# TASK STATEMENT
Take the data below. Output it exactly from its first line through the line containing "can skip it.".

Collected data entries
--*--
PR #697, opened 2024-03-27
adding US DEA Fugitives crawler

bgmello:
Fixes opensanctions/crawler-planning#98

### DIFF
--- a/datasets/us/dea_fugitives/crawler.py
+++ b/datasets/us/dea_fugitives/crawler.py
@@ -1,0 +1,69 @@
+from zavod import Context, helpers as h
+
+def parse_table(table):
+    """This function is used to parse the table of Labels and Descriptions
+    about the fugitive and return as a dict.
+    """
+
+    info_dict = {}
+
+    # The first row will always be the header (Label, Description)
+    # So we can skip it.
+    for row in table.findall(".//tr")[1:]:
+        label = row.findtext(".//td[1]")
+        description = row.findtext(".//td[2]")
+        info_dict[label] = description
+    
+    return info_dict
+
+
+def crawl_item(fugitive_url: str, context: Context):
+
+    response = context.fetch_html(fugitive_url)
+
+    name = response.findtext('.//h2[@class="fugitive__title"]')
+    info_dict = parse_table(response.find('.//table'))
+
+    entity = context.make("Person")
+    entity.id = context.make_id(name)
+
+    if "Sex" in info_dict:
+        if info_dict["Sex"] == "Male":
+            entity.add("gender", "male")
+        else:
+            entity.add("gender", "female")
+
+    if "Year of Birth" in info_dict:
+        entity.add("birthDate", info_dict["Year of Birth"])
+
+
+    sanction_description = ''.join([d.text_content() for d in response.findall('.//div[@class="meta"]') if "Wanted for the following" in d.text_content()])
+
+    if "NCIC #" in info_dict:
+        sanction = h.make_sanction(context, entity, key=info_dict["NCIC #"])
+    else:
+        sanction = h.make_sanction(context, entity)
+
+    sanction.add("description", sanction_description)
+    sanction.add("sourceUrl", fugitive_url)
+
+    context.emit(entity, target=True)
+    context.emit(sanction)
+
+
+def crawl(context: Context):
+    # Each page only displays 10 fugitives at a time, so we need to loop until we don't find any more fugitives
+
+    base_url = context.data_url
+
+    page_num = 0
+
+    while True:
+        url = base_url + "?page=" + str(page_num)
+        response = context.fetch_html(url, cache_days=1)
+        response.make_links_absolute(url)
+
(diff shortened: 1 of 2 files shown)


datasets/us/dea_fugitives/us_dea_fugitives.yaml
```diff
@@ -0,0 +1,26 @@
...
+description: |
+  The Drug Enforcement Administration's (DEA) most wanted list consists
+  of the world's most dangerous drug traffickers and criminal organizations.
+  The individuals on the list are wanted for a variety of offenses,
+  including criminal conspiracy, money laundering, trafficking of
+  illegal substances, and murder.  The most wanted criminals
+  are believed to be highly dangerous and pose a significant
+  risk to public safety.
+publisher:
+  name: US's Drug Enforcement Administration
```
jbothma, line 19:
```suggestion
  name: US Drug Enforcement Administration
```

datasets/us/dea_fugitives/crawler.py
```diff
@@ -0,0 +1,75 @@
...
+
+    while True:
+        url = base_url + "?page=" + str(page_num)
+        response = context.fetch_html(url, cache_days=1)
+        response.make_links_absolute(url)
+
+        for item in response.findall('.//div[@class="teaser "]/div/h3/a'):
+            crawl_item(item.get("href"), context)
+
+        page_num += 1
```
jbothma, line 75: Does this loop exit?

datasets/us/dea_fugitives/crawler.py
```diff
@@ -0,0 +1,75 @@
...
+def crawl(context: Context):
+    # Each page only displays 10 fugitives at a time, so we need to loop until we don't find any more fugitives
+
+    base_url = context.data_url
+
+    page_num = 0
+
+    while True:
+        url = base_url + "?page=" + str(page_num)
+        response = context.fetch_html(url, cache_days=1)
```
jbothma, line 69: This seems to get blocked very quickly - looks like you need some retry config https://zavod.opensanctions.org/metadata/#http-options

make sure it considers 403 a code it can retry on, and perhaps increase from the usual delay factor - it does look like the block is lifted a short while after being blocked

datasets/us/dea_fugitives/crawler.py
```diff
@@ -0,0 +1,75 @@
...
+    info_dict = parse_table(response.find(".//table"))
+
+    entity = context.make("Person")
+    entity.id = context.make_id(name)
+
+    if "Sex" in info_dict:
+        if info_dict["Sex"] == "Male":
+            entity.add("gender", "male")
+        else:
+            entity.add("gender", "female")
```
jbothma, line 34: what are the values they provide? I think it's better to see if we can automatically normalise and accept these values, and add [lookup mappings](https://zavod.opensanctions.org/best_practices/datapatch_lookups/) for those we can't

datasets/us/dea_fugitives/crawler.py
```diff
@@ -0,0 +1,75 @@
...
+        ]
+    )
+
+    if "NCIC #" in info_dict:
+        sanction = h.make_sanction(context, entity, key=info_dict["NCIC #"])
+    else:
+        sanction = h.make_sanction(context, entity)
+
+    sanction.add("description", sanction_description)
+    sanction.add("sourceUrl", fugitive_url)
```
jbothma, line 53: I think since this is crime, let's add the description to the person's description field instead, and the URL to the person. Rather than a sanction entity. I know it isn't super clearly defined. We tend to use sanction entities for proper financial sanctions, and things that are a bit more closely related to sanctions, e.g. debarments with interesting metadata, especially if they have start/end dates

datasets/us/dea_fugitives/crawler.py
jbothma: I suspect it will also be painful running this in CI, so lets' add `ci_test: false` to the metadata for the same reason.

jbothma (changes requested):
Nice!

datasets/us/dea_fugitives/crawler.py
jbothma: It looks like this is better-solved with a 1s sleep - could you cherry-pick this? https://github.com/opensanctions/opensanctions/commit/745c748a59ac07f4ee636af251cabc2f01e14cc0

datasets/us/dea_fugitives/crawler.py
jbothma: have a look how I addressed this in https://github.com/opensanctions/opensanctions/commit/745c748a59ac07f4ee636af251cabc2f01e14cc0 - we prefer mappings like this over python logic since it's clear once you know the approach and easy to add more cases.

bgmello: Nice, I will implement this pattern in the next crawlers

datasets/us/dea_fugitives/crawler.py
bgmello: Done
--*--
# ANSWER SECTION
PR #697, opened 2024-03-27
adding US DEA Fugitives crawler

bgmello:
Fixes opensanctions/crawler-planning#98

### DIFF
--- a/datasets/us/dea_fugitives/crawler.py
+++ b/datasets/us/dea_fugitives/crawler.py
@@ -1,0 +1,69 @@
+from zavod import Context, helpers as h
+
+def parse_table(table):
+    """This function is used to parse the table of Labels and Descriptions
+    about the fugitive and return as a dict.
+    """
+
+    info_dict = {}
+
+    # The first row will always be the header (Label, Description)
+    # So we can skip it.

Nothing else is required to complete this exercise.